PR #4405, opened 2023-06-06
[LETS-757] forward payload to avoid copying

cristiarg:
http://jira.cubrid.org/browse/LETS-757

There is a mix of
```
    template <typename ... PackableArgs>
    css_error_code send (MsgId msgid, const PackableArgs &... args);	
```
and
```
    template <typename ExtBlk, typename ... Args>
    void set_buffer_and_pack_all (ExtBlk &eb, Args &&... args);
```
variadic arguments in the functions declarations of some classes: `request_sync_client_server`, `reqquest_client_server`, `cubpacking::packer`.

Important note about performance.
This change does not eliminate any actual copies of the data (because data is actually being passed by reference in the callstack of the same thread). But it is worthwhile to make this change not only from a pure cosmetic reason but to allow further reafactorings (such as offloading the packing/unpacking of data asynchronously).

Implementation:
- change `const PackableArgs &... args` with `PackableArgs &&... args`
- and properly forward `PackableArgs &&... args` arguments with `std::forward` in `request_client`, `request_client_server`

Other:
- some clarifying changes in unit tests where the a payload was being pulled twice:
  - once in `test_two_request_sync_client_server_env::handle_req_and_respond`
  - and again in the called `mock_check_expected_id_sync`


hornetmj:
@hornetmj For me.

Check the performacne improvement of the following PR:
https://github.com/CUBRID/cubrid/pull/4402

wrlawodms:
@cristiarg 
To clarify, could you tell me where exactly the copy happens?

The journey of the payload seems like this to me: 
```
connection_handler::push_request 
(Universal ref, Move) ->  request_sync_client_server::push
(Universal ref, Move) -> request_sync_send_queue::push
(Universal ref, Move) -> m_request_queue (std::queue)

-> in request_sync_send_queue::sned_queue
(Lvalue ref) -> request_client_server::send
(Lvalue ref) -> request_client_server::send_client_request
(Universal ref, lvalue) -> cubpacking::packer::set_buffer_and_pack_all  <— copy the contents regardless of it’s rvalue or lvalue
```
I can't spot the redundant copy. I'd love it if you tell me what I'm missing..

cristiarg:
@wrlawodms

Hm. Good question.
Now that you asked, I see indeed that there is no copy eliminated as the argument "travels" in the form of a reference down the callstack of the same thread - the send_queue thread.

It is only in between the client (transaction) thread and the sending queue thread that these moves do have to happen. And they did so even before this change - by `std::move`s in `request_sync_client_server::send_recv` and `request_sync_client_server::push`.

So this change brings nothing to the table other than cosmetics.

Maybe this explains why, in my profiling, I did not see any reduction in `memcpy` percentages. Which I was expecting. :(

Up to you if you still consider this PR worthwhile.

cristiarg:
Now this raises a possible optimization question.
Currently, the packing of the message to be sent over the network happens at the expense of the send queue thread (in `request_sync_send_queue::send_queue`).
It can be an investigation point if it is better to do the packing (if possible) at the expense of the client (transaction) thread.
I think it's a simple enough change.

I added a bullet about this in http://jira.cubrid.org/browse/LETS-636 .

wrlawodms (approved):
> Up to you if you still consider this PR worthwhile.

I agree with the PR in terms of code consistency (to use only universal references).

hornetmj:
> Check the performacne improvement of the following PR:
> #4402

The changes of this PR doesn't look like related to the performace improvement of #4402. Please share the way to check the improvement of it.

The followings might be answer. (no gain)
- https://github.com/CUBRID/cubrid/pull/4405#issuecomment-1600476968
•••
[Task to complete]: Give the number of lines in this material that include the string "about", with no other text.

[Solved problem]: 2